Bash-3.00$ sqlplus / as sysdba

SQL*Plus: Release 10.2.0.3.0-Production on Wednesday December 23 22:24:34 2009

Connected.

SQL > shutdown abort

The ORACLE routine has been closed.

Normal SHUTDOWN IMMEDIATE can no longer shut down the database, so it can only be shut down by ABORT.

The following uses root users to execute the / etc/init.d/init.crs command:

Root@newtrade2 # / etc/init.d/init.crs stop

Shutting down Oracle Cluster Ready Services (CRS):

Dec 23, 22, 26, daemon shutting down, 03.803 | INF |

Actually hang when shutting down the cluster environment, it seems that the problem is really serious, only through reboot to solve the problem.

Root@newtrade2 # / etc/init.d/init.crs start

After the system restarts, the cluster environment is started manually, and the problem is finally solved.

If it is not a RAC environment, database restart is bound to affect the use of users, while for RAC environment, a node restart will not cause users to access the database.

Of course, things are always twofold, and the problem itself is caused by the RAC environment, and a similar situation does not occur for single-instance databases.

How to share a lot of GES information on a node in the RAC environment is here.
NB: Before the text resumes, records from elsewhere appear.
PR #115, opened 2026-07-10
Fix: nr_observe_get_instruction_drift always reports empty data

### LINKED ISSUE #116: nr_observe_get_instruction_drift always reports empty data
## Description

`nr_observe_get_instruction_drift` is meant to track how CLAUDE.md / system prompt changes correlate with session outcomes (success rate, token usage, thrashing). In practice it always reported an empty dataset.

## Root cause

`InstructionDriftTracker.recordSessionOutcome()` and `.loadRecords()` had zero call sites in production. The tracker's read path (capturing the current prompt hash when CLAUDE.md is read) worked correctly, but nothing ever fed it session outcomes.

Wiring only `recordSessionOutcome()` in-process (at session shutdown) would not have been sufficient on its own: each MCP server process is scoped to one Claude Code session, so an in-memory recording right before the process exits is immediately lost, and the next session starts with a fresh, empty tracker. Real cross-session correlation requires persisting the prompt hash to disk and reloading historical outcomes at startup.

## Fix

- The session's prompt hash is now persisted on the saved session summary (`instructionPromptHash`).
- At startup, the last 7 days of prior sessions are reloaded and fed into the tracker.
- At shutdown, the current session's own outcome is recorded.

## Known limitation (separate follow-up)

Correlation is currently keyed on the hash of a `Read` tool call's *arguments* (file path/offset/limit), not the file's *content* — a pre-existing gap in the shared hashing utility. This means the tool detects read/path drift rather than CLAUDE.md content drift. Hashing actual file content would need its own follow-up.

chrisdhaan:
Closes #116

## Summary

- `InstructionDriftTracker.recordSessionOutcome()` and `.loadRecords()` had zero call sites in production — the tracker's read path worked, but nothing fed it session outcomes, so `nr_observe_get_instruction_drift` always reported an empty dataset.
- Fixing this requires cross-session persistence, not just in-process wiring: each MCP server process is scoped to one Claude Code session, so recording an outcome right before shutdown alone would be immediately lost and never enable the cross-session correlation that's the tool's entire purpose.
- The session's prompt hash is now persisted on the saved session summary, the last 7 days of prior sessions are reloaded into the tracker at startup, and the current session's own outcome is recorded at shutdown.
- Note: correlation is currently keyed on the hash of a `Read` tool call's *arguments* (file path/offset/limit), not the file's *content* — so this detects read/path drift rather than CLAUDE.md content drift. That's a pre-existing gap in the shared hashing utility, not introduced here; hashing actual content remains a separate, larger fix.

## Test plan

- [x] `npm run build` — clean
- [x] `npm test` — 3909 passed, 0 failures

### DIFF
--- a/CHANGELOG.md
+++ b/CHANGELOG.md
@@ -5,6 +5,12 @@ All notable changes to this project will be documented in this file.
 The format is based on [Keep a Changelog](https://keepachangelog.com/en/1.1.0/),
 and this project adheres to [Semantic Versioning](https://semver.org/spec/v2.0.0.html).
 
+## [1.4.16] - 2026-07-10
+
+### Fixed
+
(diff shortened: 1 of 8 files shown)


corinnekunze:

PR #118, opened 2026-07-11
Fix: nr_observe_get_api_failures silently reports zero instead of disclosing the gap (v1.4.17)

### LINKED ISSUE #119: nr_observe_get_api_failures always reports zero failures — no data source in current architecture
## Bug

`nr_observe_get_api_failures` always returns empty/zero metrics — `ApiFailureTracker.recordRequest()`/`.recordFailure()` had zero call sites in production, so the tool silently reported "no failures" regardless of what actually happened.

## Root cause

Investigation found this isn't a simple missing-wiring bug like some of the other MCP tools we've fixed recently. The tracker's data model (per-model reliability scorecards, error types like `rate_limit`/`context_length_exceeded`/`authentication`) is designed to track failures of calls **to the LLM API itself** — but Preflight has no visibility into that traffic in either supported mode:

- **Stdio mode** (Claude Code hooks): only observes Claude Code's own tool-call lifecycle, not the model-API traffic underneath it.
- **Proxy mode**: Preflight's proxy forwards requests to **MCP servers**, not to the model API — there's no LLM-facing proxy in this codebase today.

## Fix

Rather than fabricate a substitute signal (e.g. relabeling MCP-server-call failures as "model reliability," which would only work in proxy mode and would mischaracterize what's being measured), the tool's response now discloses the limitation explicitly on every call: a new `dataAvailable: false` field and an explanatory `note`, plus an updated tool description. This prevents callers from mistaking the permanent zero output for "no failures occurred."

Building a real LLM-facing proxy to make this data genuinely observable remains a separate, much larger effort — not in scope here.

Shipped as v1.4.17.

chrisdhaan:
Closes #119

## Summary

- `nr_observe_get_api_failures` always silently reported zero API failures because `ApiFailureTracker.recordRequest()`/`.recordFailure()` had zero call sites in production.
- Model-API-level failure data (rate limits, timeouts, auth errors from the LLM provider itself) is not observable in Preflight's current architecture in either mode: Claude Code hook events only see Claude Code's own tool calls, and proxy mode forwards requests to MCP servers, not to the model API itself — there's no LLM-facing proxy in this codebase today.
- Rather than fabricate a substitute signal, the tool's actual response now carries an explicit `dataAvailable: false` field and an explanatory `note` on every call, plus an updated tool description, `index.ts` comment, and `COMMANDS_TABLE.md` entry — so a caller can no longer mistake the permanent all-zero output for "no failures occurred."
- Ships as v1.4.17 with a CHANGELOG entry.

## Test plan

- [x] `npm run build && npm test && npm run lint && npm run format:check` — all pass, 0 failures, 0 lint errors/warnings
- [x] New test asserts `dataAvailable`/`note` are always present and unaffected by recording a real failure

### DIFF
--- a/CHANGELOG.md
+++ b/CHANGELOG.md
@@ -5,6 +5,12 @@ All notable changes to this project will be documented in this file.
 The format is based on [Keep a Changelog](https://keepachangelog.com/en/1.1.0/),
 and this project adheres to [Semantic Versioning](https://semver.org/spec/v2.0.0.html).
 
+## [1.4.17] - 2026-07-10
+
+### Fixed
+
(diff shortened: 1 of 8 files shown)


corinnekunze:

I hope the above content can be helpful to you and learn more knowledge. If you think the article is good, you can share it for more people to see.

Welcome to subscribe "Shulou Technology Information " to get latest news, interesting things and hot topics in the IT industry, and controls the hottest and latest Internet news, technology news and IT industry trends.

*The comments in the above article only represent the author's personal views and do not represent the views and positions of this website. If you have more insights, please feel free to contribute and share.